• [WORK REQUIRED] Go through the data below and return each line where the string "Operating" appears.
── RECORDS TO PROCESS ──
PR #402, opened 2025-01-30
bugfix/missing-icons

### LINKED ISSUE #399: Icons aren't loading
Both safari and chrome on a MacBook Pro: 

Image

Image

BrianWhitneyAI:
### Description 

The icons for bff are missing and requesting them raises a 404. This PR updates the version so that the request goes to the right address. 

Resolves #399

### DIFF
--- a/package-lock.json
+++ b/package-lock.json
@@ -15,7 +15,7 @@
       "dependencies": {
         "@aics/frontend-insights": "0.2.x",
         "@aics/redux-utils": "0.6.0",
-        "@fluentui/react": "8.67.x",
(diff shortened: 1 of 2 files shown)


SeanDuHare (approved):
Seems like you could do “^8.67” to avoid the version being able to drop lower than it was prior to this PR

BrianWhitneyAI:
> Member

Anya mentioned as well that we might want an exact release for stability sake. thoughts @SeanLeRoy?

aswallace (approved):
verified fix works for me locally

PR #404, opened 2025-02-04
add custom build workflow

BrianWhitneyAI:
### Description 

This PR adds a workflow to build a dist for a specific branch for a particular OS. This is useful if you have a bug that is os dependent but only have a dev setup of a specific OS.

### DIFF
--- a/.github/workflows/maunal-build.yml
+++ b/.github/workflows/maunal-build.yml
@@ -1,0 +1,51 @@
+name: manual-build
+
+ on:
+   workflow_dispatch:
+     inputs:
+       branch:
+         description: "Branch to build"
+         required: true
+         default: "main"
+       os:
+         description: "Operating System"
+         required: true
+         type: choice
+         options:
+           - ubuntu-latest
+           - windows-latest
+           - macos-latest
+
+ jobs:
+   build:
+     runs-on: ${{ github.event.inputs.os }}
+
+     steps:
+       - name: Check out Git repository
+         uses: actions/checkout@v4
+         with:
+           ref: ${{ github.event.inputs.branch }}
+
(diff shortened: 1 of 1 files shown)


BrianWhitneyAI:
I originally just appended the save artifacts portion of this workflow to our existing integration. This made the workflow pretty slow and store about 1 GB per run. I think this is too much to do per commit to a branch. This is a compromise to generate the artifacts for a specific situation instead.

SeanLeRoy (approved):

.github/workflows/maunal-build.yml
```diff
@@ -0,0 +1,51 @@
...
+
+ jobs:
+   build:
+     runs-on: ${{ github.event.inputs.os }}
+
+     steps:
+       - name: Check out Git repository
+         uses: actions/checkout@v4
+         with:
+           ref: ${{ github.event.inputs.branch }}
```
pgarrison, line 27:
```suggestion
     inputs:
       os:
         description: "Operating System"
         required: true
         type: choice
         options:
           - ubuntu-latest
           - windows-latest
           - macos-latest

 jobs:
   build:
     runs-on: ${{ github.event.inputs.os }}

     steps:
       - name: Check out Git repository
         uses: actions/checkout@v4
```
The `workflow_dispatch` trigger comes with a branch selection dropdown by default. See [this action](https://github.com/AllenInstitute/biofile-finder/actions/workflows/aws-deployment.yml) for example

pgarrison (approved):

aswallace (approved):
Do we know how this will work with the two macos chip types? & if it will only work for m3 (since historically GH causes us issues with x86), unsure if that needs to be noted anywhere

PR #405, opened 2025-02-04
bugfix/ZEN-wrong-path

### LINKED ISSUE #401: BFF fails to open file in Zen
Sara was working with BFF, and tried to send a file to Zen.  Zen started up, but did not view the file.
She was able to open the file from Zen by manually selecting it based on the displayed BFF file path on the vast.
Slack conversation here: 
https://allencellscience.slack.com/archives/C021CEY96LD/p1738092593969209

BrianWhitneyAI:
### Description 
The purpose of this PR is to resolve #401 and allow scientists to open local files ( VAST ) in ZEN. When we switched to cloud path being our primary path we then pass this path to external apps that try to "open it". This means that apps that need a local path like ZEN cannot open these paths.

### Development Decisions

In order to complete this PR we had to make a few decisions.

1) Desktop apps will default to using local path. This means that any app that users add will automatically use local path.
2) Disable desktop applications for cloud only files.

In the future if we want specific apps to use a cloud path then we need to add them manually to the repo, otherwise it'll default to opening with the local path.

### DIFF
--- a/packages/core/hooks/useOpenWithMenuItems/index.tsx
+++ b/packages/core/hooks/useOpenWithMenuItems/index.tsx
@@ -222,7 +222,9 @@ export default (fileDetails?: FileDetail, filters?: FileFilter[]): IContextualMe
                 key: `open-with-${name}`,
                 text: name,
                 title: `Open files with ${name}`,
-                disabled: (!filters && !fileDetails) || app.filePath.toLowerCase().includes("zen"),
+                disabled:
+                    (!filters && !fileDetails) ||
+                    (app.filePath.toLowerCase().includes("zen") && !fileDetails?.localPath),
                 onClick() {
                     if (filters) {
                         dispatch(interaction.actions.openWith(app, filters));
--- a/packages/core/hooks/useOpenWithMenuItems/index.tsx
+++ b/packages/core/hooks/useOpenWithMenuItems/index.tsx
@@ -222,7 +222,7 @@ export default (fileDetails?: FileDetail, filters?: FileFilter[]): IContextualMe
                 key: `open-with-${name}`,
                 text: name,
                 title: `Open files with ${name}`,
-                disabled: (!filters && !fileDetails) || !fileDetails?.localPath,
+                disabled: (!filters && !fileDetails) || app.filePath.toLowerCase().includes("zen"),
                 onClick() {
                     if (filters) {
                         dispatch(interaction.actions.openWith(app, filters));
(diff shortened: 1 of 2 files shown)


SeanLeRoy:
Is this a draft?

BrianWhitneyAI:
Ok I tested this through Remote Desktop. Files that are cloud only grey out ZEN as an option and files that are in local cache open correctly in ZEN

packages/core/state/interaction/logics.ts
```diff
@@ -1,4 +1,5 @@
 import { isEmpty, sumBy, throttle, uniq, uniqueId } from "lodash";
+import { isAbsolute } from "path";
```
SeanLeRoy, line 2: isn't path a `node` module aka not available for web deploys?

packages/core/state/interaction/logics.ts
───
• [RESPONSE TO THE EXERCISE]
+         description: "Operating System"
         description: "Operating System"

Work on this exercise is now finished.